Photo: DonkeyHotey, Creative Commons

So where’s the space for creativity, adventure, experimentation, risk taking? And you do need time and space – so you can get absorbed, experiment and indeed play. A bit of daydreaming, wondering and walking can also help, especially if they follow some focused work – it’s surprising how often it’s then that you get the answers you were looking for. It’s all to do with allowing the right hemisphere brain to take over for a bit. And you need security too, so you’re not afraid of making mistakes, for the road to originality is paved with them. Comedian John Cleese and educationalist-cum-comedian Ken Robinson have made entertaining videos about these very things.

Our neoliberal culture is inimical to all of these, with its constant pressure to multi-task, scattering our minds with stimuli that turn out to be unsatisfying, and achieve (maximize your ‘deliverables’!), and with its chronic impatience – the shareholders want their money and they want it now. A few iconic firms like Apple may promote an image of creativity and even the pursuit of beauty, but don’t be fooled, the bottom line is the bottom line, and Apple pursues it ruthlessly.

The main thing neoliberal education provides for the economy is not independent, entrepreneurial students, but indebted individuals – a source of unearned income for whoever owns the debt –2014-09-24 15.41.59 trained to comply with whatever is demanded of them.

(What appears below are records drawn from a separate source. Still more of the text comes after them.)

Issue #36, opened 2022-02-21
Optimize the production image size


atilbian:
https://github.com/marmelab/Hex/pull/34#discussion_r811270322
- [ ] Reduce image size by copying only required files

PR #39, opened 2022-02-22
Feature deploy to AWS EC2 instead of EBS 

slax57:
Edit github workflows to deploy to an EC2 instance instead of the full EBS (hoping future deployments will be more stable)

New deployment address: http://ec2-54-86-88-53.compute-1.amazonaws.com/

- [x] Create the EC2 instance
- [x] Add secrets to Github
- [x] Edit the workflow's yaml file
- [x] Confirm public access to the service
- [x] Change branch name to 'main' in yaml file


.github/workflows/deployment-ec2.yml
```diff
@@ -0,0 +1,27 @@
...
+
+      - name: Deploy in EC2
+        env:
+            PRIVATE_KEY: ${{ secrets.AWS_EC2_PRIVATE_KEY  }}
+            HOSTNAME : ${{ secrets.AWS_EC2_PUBLIC_IP  }}
+            USER_NAME : ${{ secrets.AWS_EC2_USERNAME  }}
+            
+        run: |
+          echo "$PRIVATE_KEY" > private_key && chmod 600 private_key
+          rsync --delete -r -e "ssh -o StrictHostKeyChecking=no -i private_key" ./ ${USER_NAME}@${HOSTNAME}:~/Hex
```
atilbian: We could be more selective about what we send to ec2(e.g exclude mobile-app/ .github folders) but I don't think it's a top priority(as for https://github.com/marmelab/Hex/issues/36)

.github/workflows/deployment-ec2.yml
```diff
@@ -0,0 +1,27 @@
+name: Deploy on aws EC2
```
atilbian: I think it's time to rename the file to be explicit that this script is for deploying the web server only and not the mobile application. What do you think about "deploy-web-ec2.yml" ?

slax57: I'll go for "deploy-web-app-ec2.yml", thanks 🙂

.github/workflows/deploy-web-app-ec2.yml
```diff
@@ -0,0 +1,27 @@
...
+
+      - name: Deploy in EC2
+        env:
+            PRIVATE_KEY: ${{ secrets.AWS_EC2_PRIVATE_KEY  }}
+            HOSTNAME : ${{ secrets.AWS_EC2_PUBLIC_IP  }}
+            USER_NAME : ${{ secrets.AWS_EC2_USERNAME  }}
+            
+        run: |
+          echo "$PRIVATE_KEY" > private_key && chmod 600 private_key
+          rsync --delete -r -e "ssh -o StrictHostKeyChecking=no -i private_key" --exclude="mobile-app/*" ./ ${USER_NAME}@${HOSTNAME}:~/Hex
```
Clebiez, line 23: Add a --filter param to use gitignore, when you will run test on CI, you will have to install dependencies and the node_modules folder will be rsynced by this step.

[1] Actually, some of the founders of neoliberalism knew this was nonsense. Frederik von Hayek, Thatcher’s guru, said outcomes in markets owe a great deal to luck, though he wondered if children should be told this, in case it discouraged them from making an effort. Hayek, F.A. (1976) ‘‘Social’ or distributive justice’ in his Law, Legislation and Liberty, Vol. 2, p.74. Similarly: ‘the value which a person’s capacities or services have for us and for which he is recompensed has little relation to anything we call moral merit or deserts.’ Hayek, F.A. (1960) The Constitution of Liberty, p. 94. Neoliberal politicians prefer not to know this because they realise it wouldn’t play well with the electorate, or indeed with the rich who fund their parties.

[2] This is a term inspired by the work of Michel Foucault on neoliberalism and care of the self. See his Birth of Biopolitics lectures.